Among the lines below, return each one that contains the word "darkMode".

▶ _Material for this exercise_:
☆ ☆ ☆ ☆ ☆

PR #170, opened 2022-10-12
LG-2008 dynamic react example

TheSonOfThomp:


components/pages/example/LiveExample.tsx
```diff
@@ -79,7 +180,9 @@ export const LiveExample = ({
       .then(module => {
         if (module) {
           const { default: meta, ...stories } = module;
-          const defaultStoryName = meta?.parameters?.default;
+
+          const defaultStoryName =
+            meta.parameters?.default ?? Object.keys(stories)[0];
```
spark33, line 185: Is there a chance the `Object.keys(stories)[0]` fails in cases where `stories` is empty?

components/pages/example/LiveExample.tsx
```diff
@@ -110,40 +213,80 @@ export const LiveExample = ({
...
       darkMode={darkMode}
       className={css`
         margin-block: 2em;
       `}
     >
-      <div className={storyWrapperStyle}>
-        {StoryFn ? <StoryFn {...knobValues} /> : <H2>No example found 🕵️</H2>}
+      <div className={liveExampleWrapperStyle}>
+        <div className={storyWrapperStyle}>
+          {StoryFn ? <StoryFn {...knobValues} /> : <H2>No example found 🕵️</H2>}
```
spark33, line 257: 🕵️

components/pages/example/LiveExample.tsx
```diff
@@ -110,40 +213,80 @@ export const LiveExample = ({
...
+        <Transition in={showCode} timeout={200}>
+          {state => (
+            <div
+              className={cx(
+                codeExampleWrapperStyle,
+                codeWrapperStateStyle[state],
+              )}
+            >
+              <Code className={codeStyle} darkMode={darkMode} language="js">
+                {storyCode ?? 'No code found'}
```
spark33, line 268: 🕵️? 😂

spark33: Or actually, should the `No code found` text just be a Typography component outside the Code component?

components/pages/example/LiveExample.tsx
TheSonOfThomp: It gets caught in the `try/catch` and renders "No Story Found". Check out `palette`

spark33 (approved):

components/pages/example/LiveExample.tsx
TheSonOfThomp: I think it makes sense to have the text inside the code component 
Screen Shot 2022-10-20 at 1 21 40 PM

PR #172, opened 2022-10-13
on-main-push action

spark33:


TheSonOfThomp (approved):

.github/workflows/on-main-push.yml
```diff
@@ -0,0 +1,16 @@
...
+jobs:
+  create-pr-to-staging:
+    runs-on: ubuntu-latest
+    steps:
+    - uses: actions/checkout@v2
+    - name: pull-request
+      uses: repo-sync/pull-request@v2
+      with:
+        destination_branch: "staging"
+        pr_title: "Automated PR: main to staging"
```
TheSonOfThomp, line 15: Wait, why do we need this? Main should always be ahead of staging, no?

TheSonOfThomp (commented):
Not sure why we need this

.github/workflows/on-main-push.yml
spark33: There were conflicts because of the merge commit itself from staging to main. Like we discussed last week, I think a rebase from staging to main would be better so this isn't necessary. I'll close this PR!

PR #175, opened 2022-11-09
Updates `update` script

TheSonOfThomp:
Changes to `update-packages` script

- Uses `Commander` to handle args & options
- Updates all packages to `@latest` if no JSON arg is provided (useful for manually updating)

☆ ☆ ☆ ☆ ☆

▶ _Response area_:
       darkMode={darkMode}
+              <Code className={codeStyle} darkMode={darkMode} language="js">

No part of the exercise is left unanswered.